INSTRUCTIONS TO FOLLOW: Please print out every entry below, verbatim.

DATA IN THIS EXERCISE:
PR #187, opened 2019-08-22
add aiuto as code owner. direwct chagnes to distribution to them

aiuto:


CODEOWNERS
```diff
@@ -1 +1,2 @@
-* @c-parsons @laurentlb @jin
+* @c-parsons @laurentlb @jin @aiuto
+distribution @aiuto @fwe
```
c-parsons: For my own information, what's the significance of "distribution changes"?

thomasvl: https://help.github.com/en/articles/about-code-owners

I'm guessing you want `distribution/*` instead.

c-parsons: Ah so this is a directory-to-be?

c-parsons: Nvm. I see the other PR.

c-parsons: Err, approved after this is changed to distribution/* :)

aiuto: Oh. duh. Yes. The empty directory shows up in my fork, so I don't notice it not being real yet.

aiuto: It doesn't need the trailing *, just the /

aiuto:
fixed the path.

PR #188, opened 2019-08-22
Add a script to regenerate the docs and update in place

aiuto:
Add a script to regenerate the docs and update in place

And run it, thus updating the docs.
Eventually these will need versioning.


aiuto:
This might fail until the remap issue is solved

docs/refresh_docs.sh
```diff
@@ -0,0 +1,10 @@
+#!/bin/bash -e
```
c-parsons: Could you add a documentation comment for this script?

aiuto:
Never mind. You already have a script which does this. For some reason I did not see it at all the other day.

PR #195, opened 2019-09-30
load rules thorugh maybe so we can simultaneous updates

aiuto:
We need to use maybe() for federation, so we can try updates to the federation that impact how skylib loads.  All mutually recursive repos should use maybe to make this possible.


aiuto:
When did we add this lint rule? It invalidates a lot of common practice.

PR #322, opened 2022-02-26
Follow symbolic links when looking for files

davidatsurge:
PR title should be self explanatory. Let me know if it's unclear in any way.

### DIFF
--- a/lua/luasnip/loaders/from_snipmate.lua
+++ b/lua/luasnip/loaders/from_snipmate.lua
@@ -109,7 +109,7 @@ end
 
 local function get_paths(root)
 	local ret = {}
-	local files = Path.scandir(root, "file")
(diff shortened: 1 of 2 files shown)


L3MON4D3:
Looks good :+1: @uga-rosa could you also take a look?

Sidenote, and this doesn't have to be implemented in this PR, we should consider returning full paths from `Path.scandir`, then the symlinks could be fully resolved in there. It doesn't _really_ matter considering `luv` takes care of resolving when reading the files, but seems a bit cleaner to me.

uga-rosa:
Looks good. I changed `Path.scandir` in #315, so I'll respond to this.

L3MON4D3:
Perfect :ok_hand:
Thank you very much @davidatsurge :D

PR #323, opened 2022-02-28
SnippetProxy (delay parsing of lsp-snippet)

L3MON4D3:
This allows parsing textmate-style snippets on expand (currently on `matches()` because it's not present in `snippetProxy`, but that can be improved), not on startup, therefore (once that part is implemented) lowering startuptime when loading snippets from some package/library significantly, to only the time required to extract the snippet-definitions and trig/name/description from the files.

This reduced cost of parsing snippet will be required because of the synchronous loading, but it is definitely a nice-to-have as most snippets from big libraries aren't used even once in a session, so there's no reason to parse them.

Some parts are missing as of now, but it won't hurt to have the concept out in the open.

It's conceivable to implement something similar for lua-native snippets, although the effect is probably negligible.

### DIFF
--- a/DOC.md
+++ b/DOC.md
@@ -909,6 +909,26 @@ compatible with luasnip
 - We do not implement eval using \` (backtick). This may be implemented in the future.
 
 
+# SNIPPETPROXY
+
+`SnippetProxy` is used internally to alleviate the upfront-cost of
+loading snippets from eg. a snipmate-library or a vscode-package. This is
+achieved by only parsing the snippet on expansion, not immediately after reading
+it from some file.  
+`SnippetProxy` may also be used from lua directly, to get the same benefits:
+
+This will parse the snippet on startup...
+```lua
+ls.parser.parse_snippet("trig", "a snippet $1!")
+```
+
+... and this will parse the snippet upon expansion.
+```lua
+local sp = require("luasnip.nodes.snippetProxy")
+sp("trig", "a snippet $1")
+```
+
+
 # EXT\_OPTS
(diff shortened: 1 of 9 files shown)


L3MON4D3:
Can be tested via eg.
```lua
local ls = require("luasnip")
local sp = require("luasnip.nodes.snippetProxy")

ls.snippets.lua = {
    sp.new("trig", "$1 aaaa $2")
}
```

`new` might be changed, would fit in better with other nodes (which this isn't, really, but it makes sense to have in `nodes.snippetProxy` (does it? maybe `util` would be a better fit..))

leiserfg:
Why  exporting `{new=new}`  instead of `new`  so it works as:
```lua
local ls = require("luasnip")
local sp = require("luasnip.nodes.snippetProxy")

ls.snippets.lua = {
    sp("trig", "$1 aaaa $2")
}
```
I mean, to keep the same API as the other nodes.

L3MON4D3:
You're right, that's nicer.
I only had internal use (`loaders`) in mind initially, but we should just treat it like `snippet`/`s`, as it allows having lazily parsed snippets via lua.

L3MON4D3:
Obligatory comparison (with `"10,i1,s,m0,G"`), `parse_snipmate` on all of `honza/vim-snippets` takes ~63ms -> ~19ms.

pre
post

L3MON4D3:
I can't really measure the runtime-effect while expanding, but looks like it's <1ms as it doesn't show up in the profiler.

PR #324, opened 2022-03-05
add in_snippet to docs

hqurve:
`in_snippet` was exposed in https://github.com/L3MON4D3/LuaSnip/pull/292 however, it was not placed in the docs.

Also, im not quite too sure what the two different bullet notations mean ... so it probably needs changes

### DIFF
--- a/DOC.md
+++ b/DOC.md
@@ -1085,6 +1085,9 @@ the lazy_load.
 # API-REFERENCE
 
 `require("luasnip")`:
+
+- `in_snippet()`: returns true if the cursor is inside the current snippet.
+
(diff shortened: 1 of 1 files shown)


L3MON4D3:
Ah, thank you, could you make that change in `DOC.md`? (The vim-help is generated from that file).
Also, I'm not sure why only some `-` are changed to `*`, could you try adding a newline above the first point?

L3MON4D3:
Ty!

L3MON4D3:
Ah, and it did fix the issue with the different bullet points👍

WRITTEN ANSWER:
PR #187, opened 2019-08-22
add aiuto as code owner. direwct chagnes to distribution to them

aiuto:


CODEOWNERS
```diff
@@ -1 +1,2 @@
-* @c-parsons @laurentlb @jin
+* @c-parsons @laurentlb @jin @aiuto
+distribution @aiuto @fwe
```
c-parsons: For my own information, what's the significance of "distribution changes"?

thomasvl: https://help.github.com/en/articles/about-code-owners

I'm guessing you want `distribution/*` instead.

c-parsons: Ah so this is a directory-to-be?

c-parsons: Nvm. I see the other PR.

c-parsons: Err, approved after this is changed to distribution/* :)

aiuto: Oh. duh. Yes. The empty directory shows up in my fork, so I don't notice it not being real yet.

aiuto: It doesn't need the trailing *, just the /

aiuto:
fixed the path.

PR #188, opened 2019-08-22
Add a script to regenerate the docs and update in place

aiuto:
Add a script to regenerate the docs and update in place

And run it, thus updating the docs.
Eventually these will need versioning.


aiuto:
This might fail until the remap issue is solved

docs/refresh_docs.sh
```diff
@@ -0,0 +1,10 @@
+#!/bin/bash -e
```
c-parsons: Could you add a documentation comment for this script?

aiuto:
Never mind. You already have a script which does this. For some reason I did not see it at all the other day.

PR #195, opened 2019-09-30
load rules thorugh maybe so we can simultaneous updates

aiuto:
We need to use maybe() for federation, so we can try updates to the federation that impact how skylib loads.  All mutually recursive repos should use maybe to make this possible.


aiuto:
When did we add this lint rule? It invalidates a lot of common practice.

PR #322, opened 2022-02-26
Follow symbolic links when looking for files

davidatsurge:
PR title should be self explanatory. Let me know if it's unclear in any way.

### DIFF
--- a/lua/luasnip/loaders/from_snipmate.lua
+++ b/lua/luasnip/loaders/from_snipmate.lua
@@ -109,7 +109,7 @@ end
 
 local function get_paths(root)
 	local ret = {}
-	local files = Path.scandir(root, "file")
(diff shortened: 1 of 2 files shown)


L3MON4D3:
Looks good :+1: @uga-rosa could you also take a look?

Sidenote, and this doesn't have to be implemented in this PR, we should consider returning full paths from `Path.scandir`, then the symlinks could be fully resolved in there. It doesn't _really_ matter considering `luv` takes care of resolving when reading the files, but seems a bit cleaner to me.

uga-rosa:
Looks good. I changed `Path.scandir` in #315, so I'll respond to this.

L3MON4D3:
Perfect :ok_hand:
Thank you very much @davidatsurge :D

PR #323, opened 2022-02-28
SnippetProxy (delay parsing of lsp-snippet)

L3MON4D3:
This allows parsing textmate-style snippets on expand (currently on `matches()` because it's not present in `snippetProxy`, but that can be improved), not on startup, therefore (once that part is implemented) lowering startuptime when loading snippets from some package/library significantly, to only the time required to extract the snippet-definitions and trig/name/description from the files.

This reduced cost of parsing snippet will be required because of the synchronous loading, but it is definitely a nice-to-have as most snippets from big libraries aren't used even once in a session, so there's no reason to parse them.

Some parts are missing as of now, but it won't hurt to have the concept out in the open.

It's conceivable to implement something similar for lua-native snippets, although the effect is probably negligible.

### DIFF
--- a/DOC.md
+++ b/DOC.md
@@ -909,6 +909,26 @@ compatible with luasnip
 - We do not implement eval using \` (backtick). This may be implemented in the future.
 
 
+# SNIPPETPROXY
+
+`SnippetProxy` is used internally to alleviate the upfront-cost of
+loading snippets from eg. a snipmate-library or a vscode-package. This is
+achieved by only parsing the snippet on expansion, not immediately after reading
+it from some file.  
+`SnippetProxy` may also be used from lua directly, to get the same benefits:
+
+This will parse the snippet on startup...
+```lua
+ls.parser.parse_snippet("trig", "a snippet $1!")
+```
+
+... and this will parse the snippet upon expansion.
+```lua
+local sp = require("luasnip.nodes.snippetProxy")
+sp("trig", "a snippet $1")
+```
+
+
 # EXT\_OPTS
(diff shortened: 1 of 9 files shown)


L3MON4D3:
Can be tested via eg.
```lua
local ls = require("luasnip")
local sp = require("luasnip.nodes.snippetProxy")

ls.snippets.lua = {
    sp.new("trig", "$1 aaaa $2")
}
```

`new` might be changed, would fit in better with other nodes (which this isn't, really, but it makes sense to have in `nodes.snippetProxy` (does it? maybe `util` would be a better fit..))

leiserfg:
Why  exporting `{new=new}`  instead of `new`  so it works as:
```lua
local ls = require("luasnip")
local sp = require("luasnip.nodes.snippetProxy")

ls.snippets.lua = {
    sp("trig", "$1 aaaa $2")
}
```
I mean, to keep the same API as the other nodes.

L3MON4D3:
You're right, that's nicer.
I only had internal use (`loaders`) in mind initially, but we should just treat it like `snippet`/`s`, as it allows having lazily parsed snippets via lua.

L3MON4D3:
Obligatory comparison (with `"10,i1,s,m0,G"`), `parse_snipmate` on all of `honza/vim-snippets` takes ~63ms -> ~19ms.

pre
post

L3MON4D3:
I can't really measure the runtime-effect while expanding, but looks like it's <1ms as it doesn't show up in the profiler.

PR #324, opened 2022-03-05
add in_snippet to docs

hqurve:
`in_snippet` was exposed in https://github.com/L3MON4D3/LuaSnip/pull/292 however, it was not placed in the docs.

Also, im not quite too sure what the two different bullet notations mean ... so it probably needs changes

### DIFF
--- a/DOC.md
+++ b/DOC.md
@@ -1085,6 +1085,9 @@ the lazy_load.
 # API-REFERENCE
 
 `require("luasnip")`:
+
+- `in_snippet()`: returns true if the cursor is inside the current snippet.
+
(diff shortened: 1 of 1 files shown)


L3MON4D3:
Ah, thank you, could you make that change in `DOC.md`? (The vim-help is generated from that file).
Also, I'm not sure why only some `-` are changed to `*`, could you try adding a newline above the first point?

L3MON4D3:
Ty!

L3MON4D3:
Ah, and it did fix the issue with the different bullet points👍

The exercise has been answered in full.